**WHAT THE TASK REQUIRES:** Up to and including the line with "- The batching", return every line from the start of the entries below exactly.
--- INFORMATION SUPPLIED Enclosed Below ---
Issue #1506, opened 2024-01-31
Dataset batching like ESPnet support


albertz:
ESPnet basically does it like this:

- Sort the whole dataset. (The dataset could maybe be directly stored in a sorted way. This would speed up the random access later.)
- Creates batches for the whole dataset (or just some meta information on what sequences would come together in a batch). This has only minimal padding now. And also, we know the number of batches in advance.
- Shuffle the order of the batches, i.e. randomly sample from the batches.

It's not clear whether this is really better than what we do, but in any case, it would be good if we could support this scheme as well, just for comparison.

The question is, how? Our shuffling logic currently happens before the batching, not after.

(*TODO* Also check ESPnet code again, to see how exactly they do it, i.e. whether this is a pre-processing step, etc.)

Some options:

- Some offline processing of the dataset, which builds such table for the list of batches.
  - The dataset sequence order would use this table, and shuffle only across batches, i.e. keep seqs of the same batch together.
  - The batching logic would also use this table.
- The dataset sequence ordering has another mode specifically for this. But then this must know exactly about the batching logic/parameters (batch size etc). In the batching afterwards, we probably also should have some sanity checks that the batching is as it was expected by the sequence ordering.
- Maybe some new way for the user to provide custom sequence ordering + batching in a combined way, via some custom user function, where it is all up to the user.

NeoLegends:
1. Does any existing dataset offer custom sorting of the segments based on a dataset key currently?
2. If we assume we can build batches w/ minimal padding from the entire sorted dataset, do you think the online shuffling is "enough" and adds sufficient randomness vs. true (full) batch shuffling?

NeoLegends:
1. This batching style does not seem very scalable to me. What do they do in ESPnet when the dataset grows really large? Maybe w/ offline preprocessing it can be made scalable, but I still struggle to see how this would work w/ `DistributeFilesDataset`. Maybe if you ensure the data that is supposed to go into one batch always stays within one HDF/primitive file that is distributed by the dataset... Still shuffling will be slightly different.
2. Does any existing dataset offer custom sorting of the segments based on a dataset key currently? This `batch_idx` could be created in preprocessing, and if used as sort key the batching can be done efficiently. Having the key does not solve the batch shuffling issue though, if we want true shuffling and not online shuffling... which brings me to the next question:
[...]

PR #1655, opened 2024-11-27
`PPDataset`: implement `BucketOrdering`

NeoLegends:
Let's see how well this works for the models.

### DIFF
--- a/returnn/datasets/postprocessing.py
+++ b/returnn/datasets/postprocessing.py
@@ -298,8 +298,8 @@ class PostprocessingDataset(CachedDataset2):
         return Tensor(data_key, dims=dims, dtype=dtype, sparse_dim=sparse_dim)
 
 
-class SeqOrdering:
-    """Base class for defining seq ordering iterators compatible w/ the :class:`PostprocessingDataset`."""
+class _GetSeqLenByKey:
+    """Base class that defines a seq length accessor based on a data key"""
 
     def __init__(self, length_key: str):
         """:param length_key: data key to determine the segment length from for ordering."""
@@ -312,7 +312,7 @@ class SeqOrdering:
         return tdict.data[self._length_key].raw_tensor.shape[0]
 
 
-class BucketOrdering(SeqOrdering, Callable[[Iterator[TensorDict]], Iterator[TensorDict]]):
+class BucketOrdering(_GetSeqLenByKey, Callable[[Iterator[TensorDict]], Iterator[TensorDict]]):
     """
     Iterator compatible with :class:`PostprocessingDataset`'s ``map_seq_stream`` applying
     an ordering that creates batches consisting of segments falling into a few distinct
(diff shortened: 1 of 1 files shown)


albertz:
Please check failing tests.
```
  returnn/datasets/postprocessing.py:301: WEAK WARNING PyMissingOrEmptyDocstringInspection: Missing docstring
  returnn/datasets/postprocessing.py:329: WEAK WARNING Pep8CodeStyle: E741: ambiguous variable name 'l'
  returnn/datasets/postprocessing.py:359: WEAK WARNING PyShadowingBuiltinsInspection: Shadows built-in name 'len'
```

returnn/datasets/postprocessing.py
```diff
@@ -296,7 +298,70 @@ def _make_tensor_template_from_input(self, data_key: str) -> Tensor:
         return Tensor(data_key, dims=dims, dtype=dtype, sparse_dim=sparse_dim)
 
 
-class LaplaceOrdering(Callable[[Iterator[TensorDict]], Iterator[TensorDict]]):
+class SeqOrdering:
```
albertz, line 301: I don't see that this is such generic base class that I would call/use it that way. Maybe better:
```suggestion
class _GetSeqLenByLengthKey:
```

albertz:
I don't really understand the purpose of this. This is not at the batch level here but still at the sequence level? So the batching comes after that and is independent? So this does not make sense? Bucketing is usually a way to do the batching. I.e. this is an alternative to our current `BatchingIterDataPipe`. Or we introduce sth like `batch_idx` and follow some logic as discussed in #1506.

returnn/datasets/postprocessing.py
```diff
@@ -296,7 +298,73 @@ def _make_tensor_template_from_input(self, data_key: str) -> Tensor:
...
+    Iterator compatible with :class:`PostprocessingDataset`'s ``map_seq_stream`` applying
+    an ordering that creates batches consisting of segments falling into a few distinct
+    length buckets.
+
+    To be composed with any custom data postprocessing logic via :class:`Sequential`.
+
+    See also :class:`LaplaceOrdering`.
+    """
+
+    def __init__(self, seq_lens: Sequence[int], length_key: str = "data"):
```
albertz, line 326: For every max_seq_len, you should define the max_num_seqs. The option here should be more like:
```python
bucket_sizes: List[Tuple[int, int]]
```
representing the (max_seq_len,max_num_seqs) pair.

NeoLegends:
The idea is that this yields the segments so they group up to batches in the desired way later in the pipeline w/o explicitly doing the batching. This is kind of a hack and I agree, this could also be done on the level of `BatchingIterDataPipe` or via `batch_idx`. I think I'll wait until I have results for the models and then we can decide whether to integrate this functionality deeper into the pipeline (which would make sense) or if we drop this PR completely.

NeoLegends:
So maybe let's not merge this yet.

PR #404, opened 2021-04-02
soc/rome:Have the rome SOC struct contain topology and HSMP

rminnich:

### DIFF
--- a/src/soc/amd/rome/src/lib.rs
+++ b/src/soc/amd/rome/src/lib.rs
@@ -2,19 +2,20 @@
 #![feature(llvm_asm)]
 
 pub mod hsmp;
-
 use hsmp::HSMP;
 
-pub struct SOC {}
+pub struct SOC {
+    hsmp: HSMP,
+}
 
 impl SOC {
     pub fn new() -> SOC {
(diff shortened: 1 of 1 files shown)


daym (approved):

src/soc/amd/rome/src/lib.rs
```diff
@@ -2,44 +2,46 @@
...
+    hsmp: HSMP,
+    topology: df::FabricTopology,
+}
 
 impl SOC {
     pub fn new() -> SOC {
-        Self {}
+        let hsmp = HSMP::new();
+        let topology = df::FabricTopology::new();
+        Self { hsmp, topology }
```
daym, line 16: Maybe it's not good to make it copy those

daym (changes requested):

src/soc/amd/rome/src/lib.rs
rminnich: so, looks like it was not copying it: I don't think FabricTopology has the Copy trait. I *think* the compiler did what is should. I changed it anyway.

daym (approved):

PR #406, opened 2021-04-08
Rome: Provide different stacks for different cores.

daym:
This makes `start.S` set up different stacks for different cores and threads.

It has been successfully tested.

The actual mechanism to enable physical cores in the first place is being documented by Paul, but he is not done yet (i.e. that part is not in this pull request). Therefore, this cannot be tested right now by people without AGESA access.

Note that it is my intention to have oreboot still only run on the bootstrap core. The other cores are only enabled so (1) Linux can use them and (2) we can set up MSRs for them.

The idea is that `_start` would check the `BSP` flag and then would `hlt` if it's not the bootstrap core--only for it to be later woken up for a short while by an interrupt (NMI, IPI or similar).

Note: TODO (later): adapt call `setup_acpi_tables(w, ?, <number of cores>)`

### DIFF
--- a/src/mainboard/amd/romecrb/src/bootblock.S
+++ b/src/mainboard/amd/romecrb/src/bootblock.S
@@ -79,9 +79,7 @@ gdt_end:
 3:
 	movb $0x42, %al
 	outb %al, $0x80
-	movw $0x3F8, %dx
   movb $0xAA, %al
-  call p4
 	// TOS contains a pointer to the gdt descriptor
 	popl %eax
 	// The low 4 bits of %eax are 3.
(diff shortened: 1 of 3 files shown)


daym:
With the newest commit, I get, after enabling the cores:

```
E1 AA
*E1 AA
*E0 AC
*E0 AC
*E0 AC
*E0 AC
*E0 AC
*E0 AC
*E0 AC
*00 AC
*00 AC
*00 AC
*00 AC
*00 AC
*00 AC
*00 AC
*00 AA
*00 AA
*00 AA
 00 AA
 00 18
 00 42
 00 18
 00 AA
 00 42
 00 BF
 00 18
 00 BE
 00 80
 00 76
 00 18
 00 BE
 00 A0
 00 BF
 00 BE
 00 F0
 00 BE
 00 30
 00 FF
 00 34
 00 FF
```

then it hangs (everything).

rminnich (approved):

PR #417, opened 2021-04-16
Clean up UART handling on Rome

daym:
This patch series cleans up the naming of the AMD UARTs in oreboot (to make it less confusing) and then makes romecrb use both UARTs again.

### DIFF
--- a/src/mainboard/asrock/a300m-stx/src/main.rs
+++ b/src/mainboard/asrock/a300m-stx/src/main.rs
@@ -14,7 +14,7 @@ use model::Driver;
 use print;
 use raw_cpuid::CpuId;
 use soc::soc_init;
-// use uart::amdmmio::AMDMMIO;
+// use uart::amdmmio::UART;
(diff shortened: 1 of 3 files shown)


src/mainboard/asrock/a300m-stx/src/main.rs
```diff
@@ -14,7 +14,7 @@ use model::Driver;
 use print;
 use raw_cpuid::CpuId;
 use soc::soc_init;
-// use uart::amdmmio::AMDMMIO;
+// use uart::amdmmio::UART;
```
rminnich, line 17: should we just delete this line?

rminnich (approved):

src/mainboard/asrock/a300m-stx/src/main.rs
daym: Probably. I thought about doing it, but I think Daniel is going to have to adapt A300m-stx to the new common AMD libs anyway...

PR #420, opened 2021-04-16
Factor out common parts from Rome mainboard to AMD common

daym:
This patchset moves common parts from mainboard/amd/romecrb directory to AMD common/boot directory, among others bootblock.S (but not start.S), consdebug, _asdebug and the payload runner.


src/soc/amd/common/boot/src/lib.rs
```diff
@@ -0,0 +1,222 @@
...
+use model::Driver;
+use uart::i8250::I8250;
+mod acpi;
+use acpi::setup_acpi_tables;
+extern crate heapless; // v0.4.x
+use heapless::consts::*;
+use heapless::Vec;
+
+use core::ptr;
+// Until we are done hacking on this, use our private copy.
```
rminnich, line 18: Thiis comment probably no longer applies

src/soc/amd/common/boot/src/lib.rs
```diff
@@ -0,0 +1,222 @@
...
+// Plan to copy it back later.
+global_asm!(include_str!("bootblock.S"));
+
+fn poke32(a: u32, v: u32) -> () {
```
rminnich, line 22: can we move these to arch?

src/soc/amd/common/boot/src/lib.rs
```diff
@@ -0,0 +1,222 @@
...
+    unsafe { ptr::read_volatile(y) }
+}
+
+fn peekb(a: u64) -> u8 {
+    let y = a as *const u8;
+    unsafe { ptr::read_volatile(y) }
+}
+
+// Returns a slice of u32 for each sequence of hex chars in a.
+fn hex(a: &[u8], vals: &mut Vec<u64, U8>) -> () {
```
rminnich, line 70: This probably belongs in a library someday

src/soc/amd/common/boot/src/lib.rs
```diff
@@ -0,0 +1,222 @@
...
+            b'h' => {
+                memb(w, line);
+            }
+            _ => {}
+        }
+    }
+}
+//global_asm!(include_str!("init.S"));
+
+pub fn boot(w: &mut impl core::fmt::Write, fdt_address: usize) {
```
rminnich, line 191: The more we separate this stuff ... the more I feel like passing the writer in as a paramater might be better? I don't know however.

rminnich (commented):
just a few thoughts.

src/soc/amd/common/boot/src/lib.rs
daym: Yes. I have to agree: Passing the writer explicitly every time isn't that bad.

Let's do that for now. We could always change over later anyway.

src/soc/amd/common/boot/src/lib.rs
daym: Probably--although maybe we can just use/pass the Writer anyway. Not that sureful to have

Anyway, for now, this patchset only moves stuff and doesn't change it if possible. That way, the move can be identified in the commit log later.

src/soc/amd/common/boot/src/lib.rs
daym: I don't like the API much--we definitely shouldn't be using it in general. I only kept them because of the one call in boot()--and even that I want to remove in favor of VolatileCell later.

See also https://www.ralfj.de/blog/2020/12/14/provenance.html for why.

src/soc/amd/common/boot/src/lib.rs
daym: Agreed--will/did remove in phase 2, in a new pull requested.

rminnich (approved):

PR #421, opened 2021-04-21
Factor out common parts from AMD mainboard "romecrb"

daym:
This patchset factors out more common parts from AMD mainboard "romecrb".

First, make I8250 and DebugPort actually own their respective IOPorts.

Then, add WriteToDyn to print as an extra fmt::Write implementation that is implemented on a `dyn Driver` rather than a on concrete implementation of `Driver`.

Then, make the `romecrb` mainboard return a list of possible text output drivers.
Use that in `main.rs` in order to find out which text output drivers to use.

Last, clean out obsolete comment about custom bootblock.S from src/soc/amd/common/boot/src/lib.rs .

### DIFF
--- a/src/mainboard/amd/romecrb/src/main.rs
+++ b/src/mainboard/amd/romecrb/src/main.rs
@@ -15,10 +15,9 @@ use print;
 use raw_cpuid::CpuId;
 use smn::{smn_read, smn_write};
 use soc::SOC;
-use uart::amdmmio::AMDMMIO;
-use uart::i8250::I8250;
 mod mainboard;
 use mainboard::MainBoard;
+use uart::i8250::I8250;
 mod fabric;
 use fabric::fabric;
 mod msr;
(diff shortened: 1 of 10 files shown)


rminnich (approved):

src/mainboard/amd/romecrb/src/main.rs
```diff
@@ -475,8 +451,7 @@ pub extern "C" fn _start(fdt_address: usize) -> ! {
 #[panic_handler]
 fn panic(info: &PanicInfo) -> ! {
     // Assume that uart0.init() has already been called before the panic.
-    let io = &mut IOPort;
-    let uart0 = &mut I8250::new(0x3f8, 0, io);
+    let uart0 = &mut I8250::new(0x3f8, 0, IOPort {});
```
rminnich, line 454: this kind of points out another problem: the IoPort{} probably ought to have a base, range, and stride.

e.g.
IoPort.New(0x3f8, 8, 1) -> 3f8 for 8 bytes with a stride of 1 (meaning use inb/outb)

for cf8/cfc:
ioport.New(0xcf8, 8, 4);

our ioport abstraction is lacking.

rminnich (approved):

PR #423, opened 2021-04-23
Rome: Init all the text output drivers automatically.

daym:
After the big refactoring, I forgot to call the Driver::init for all the text output drivers. That made the serial ports not print any output on the BMC serial on real hardware.

This patch adds it again.


orangecms (approved):
Looks good and works on the A300. PR for alignment coming up :)

PR #424, opened 2021-04-24
Rome: Remove setting of reserved bit in HPETCONFIG.

daym:
For some reason, we are setting a reserved bit in HPETCONFIG. If there's no good reason, we shouldn't.


orangecms:
Yup. The formatting things is nuts... it wants an empty line here

rminnich (dismissed):

rminnich (approved):

PR #425, opened 2021-04-24
align A300 with romecrb and add/fix some docs

orangecms:


orangecms:
Here is one issue: With the architectural switch to getting the drivers from `mainboard.rs`, the output is now significantly slower. We should investigate this.

daym:
I think we talked about this and the newest status is that it's fine to actually do for A300. Do you want to make this a real non-draft pull request instead?

daym (dismissed):

orangecms:
> I think we talked about this and the newest status is that it's fine to actually do for A300. Do you want to make this a real non-draft pull request instead?

Right, let me push my fixup and remove the draft status :)

PR #428, opened 2021-05-07
AMD Bootblock: Fix up.

daym:
`bootblock.S` had trashed %esp that `start.S` meticiously set up.

This patch rectifies that.

Also, clean up some comments and also make the rounding-up more resilient.


rminnich (approved):
good to see horrible esp go away :-)

PR #430, opened 2021-05-07
AMD Rome: Remove duplicate LDN setup.

daym:
This setup is already done in src/amd/common/boot, so don't do it again.

### DIFF
--- a/src/mainboard/amd/romecrb/src/main.rs
+++ b/src/mainboard/amd/romecrb/src/main.rs
@@ -415,14 +415,9 @@ fn start_bootstrap_core(fdt_address: usize) -> ! {
         msrs(w);
     }
     c00(w);
-    write!(w, "LDN is {:x}\r\n", peek32(0xfee000d0)).unwrap();
-    poke32(0xfee000d0, 0x1000000);
-    write!(w, "LDN is {:x}\r\n", peek32(0xfee000d0)).unwrap();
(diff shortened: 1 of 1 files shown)


src/mainboard/amd/romecrb/src/main.rs
```diff
@@ -415,15 +409,12 @@ fn start_bootstrap_core(fdt_address: usize) -> ! {
...
-    write!(w, "LDN is {:x}\r\n", peek32(0xfee000d0)).unwrap();
-    poke32(0xfee000d0, 0x1000000);
-    write!(w, "LDN is {:x}\r\n", peek32(0xfee000d0)).unwrap();
-    write!(w, "loading payload with fdt_address {}\r\n", fdt_address).unwrap();
 
     boot(w, fdt_address);
 
-    write!(w, "Unexpected return from payload\r\n").unwrap();
-    arch::halt()
+    loop {
```
orangecms, line 415: Could you elaborate a bit more on the `loop`? I'm not sure I understand why that would be necessary. Doesn't `halt()` guarantee that the machine stops?

daym: Oops, you are right, that‘s oreboot‘s halt fn which already uses the HLT instruction in an endless loop. I‘ll remove this chunk here on monday.

orangecms (approved):

PR #432, opened 2021-05-14
AMD: Add init_pics.

daym:
I don't know who thought relying on a traditional 1981 PIC in 2021 was a good idea--but here we go, we now enable it and then set it to ignore all external interrupts.


rminnich (approved):

rminnich:
DOS 1.0!!!
Have to have it!!!

rminnich (dismissed):

rminnich (approved):

PR #458, opened 2021-07-13
Add minimal preprocessor for assembly files

jhand2:
In order to support macro definitions and code reuse in oreboot
assembly, add a minimal preprocessor library. This library only supports
the "#include" and "#define" preprocessor directives and has no
toolchain-specific dependencies.


tools/rpp/src/lib.rs
```diff
@@ -0,0 +1,190 @@
...
+    return out;
+}
+
+fn process_line(line: &str, ctx: &mut Context) -> Result<String, ParsingError> {
+    // Trim whitespace
+    let trimmed = line.trim();
+
+    if trimmed.starts_with("#") {
+        // For lines with keywords, remove comments
+        let replaced = ctx.eol_comment_re.replace_all(trimmed, "");
```
rjoleary, line 135: Strip comments before checking if the line starts with a '#'.

jhand2: Fixed this (just stripped all block comments before doing any parsing), although now the line numbers will be a little off for error reporting. Oh well, I added a todo, it's a problem for another day.

rjoleary:
Don't forget to run `cargo fmt`!

rjoleary:
This looks good. Just needs a `cargo fmt`.

jhand2:
> This looks good. Just needs a `cargo fmt`.

Thanks, done!

tools/rpp/src/lib.rs
```diff
@@ -0,0 +1,206 @@
...
+    let mut parts = value.split_whitespace();
+    let key = match parts.next() {
+        Some(k) => k,
+        None => {
+            return Err(ParsingError::new(
+                String::from("#define has no name"),
+                ctx.line_num,
+            ))
+        }
+    };
```
LingMan, line 77: Looks like this could be written a bit shorter like this:
```rust
    let key = parts.next().ok_or_else(|| ParsingError::new(...))?;
```
Similarly in other places in this PR.

jhand2: Thanks for the suggestion! Done.

rjoleary (approved):

PR #708, opened 2023-08-19
Run compiled binary on Lichee

m0veax:
Hey,

I created this  make command together with @orangecms . Someone might find it useful to run the compiled sources on the Lichee. You need to have a usable "xfel" binary in your path for that :)

### DIFF
--- a/src/mainboard/sunxi/nezha/Makefile
+++ b/src/mainboard/sunxi/nezha/Makefile
@@ -12,6 +12,10 @@ XFEL       ?= xfel
 MEMADDR    ?= 0x40000000
 RELEASE    ?= --release
 
+MODE       ?= release
+BOOT0      ?= $(OREBOOT)/target/$(TARGET)/$(MODE)/oreboot-nezha-bt0.bin
+
+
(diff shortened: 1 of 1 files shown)


src/mainboard/sunxi/nezha/Makefile
```diff
@@ -12,6 +12,10 @@ XFEL       ?= xfel
 MEMADDR    ?= 0x40000000
 RELEASE    ?= --release
 
+MODE       ?= release
```
orangecms, line 15: this should be in sync with `RELEASE` (see above)

How do you feel about putting this into xtask instead? Currently it's a mix already, and gotten messy.

m0veax: Thanks for the feedback. I'll have a look into xtask and will try to implement that next week

rminnich: xtask at first looks hard, but you will be happy if you go for it.

orangecms:
We are currently reworking the build system, with lots of changes pending to already include this here.

Closing thusly.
--- End of Enclosed INFORMATION SUPPLIED ---
**OUTPUT FOR THIS TASK:**
Issue #1506, opened 2024-01-31
Dataset batching like ESPnet support


albertz:
ESPnet basically does it like this:

- Sort the whole dataset. (The dataset could maybe be directly stored in a sorted way. This would speed up the random access later.)
- Creates batches for the whole dataset (or just some meta information on what sequences would come together in a batch). This has only minimal padding now. And also, we know the number of batches in advance.
- Shuffle the order of the batches, i.e. randomly sample from the batches.

It's not clear whether this is really better than what we do, but in any case, it would be good if we could support this scheme as well, just for comparison.

The question is, how? Our shuffling logic currently happens before the batching, not after.

(*TODO* Also check ESPnet code again, to see how exactly they do it, i.e. whether this is a pre-processing step, etc.)

Some options:

- Some offline processing of the dataset, which builds such table for the list of batches.
  - The dataset sequence order would use this table, and shuffle only across batches, i.e. keep seqs of the same batch together.
  - The batching logic would also use this table.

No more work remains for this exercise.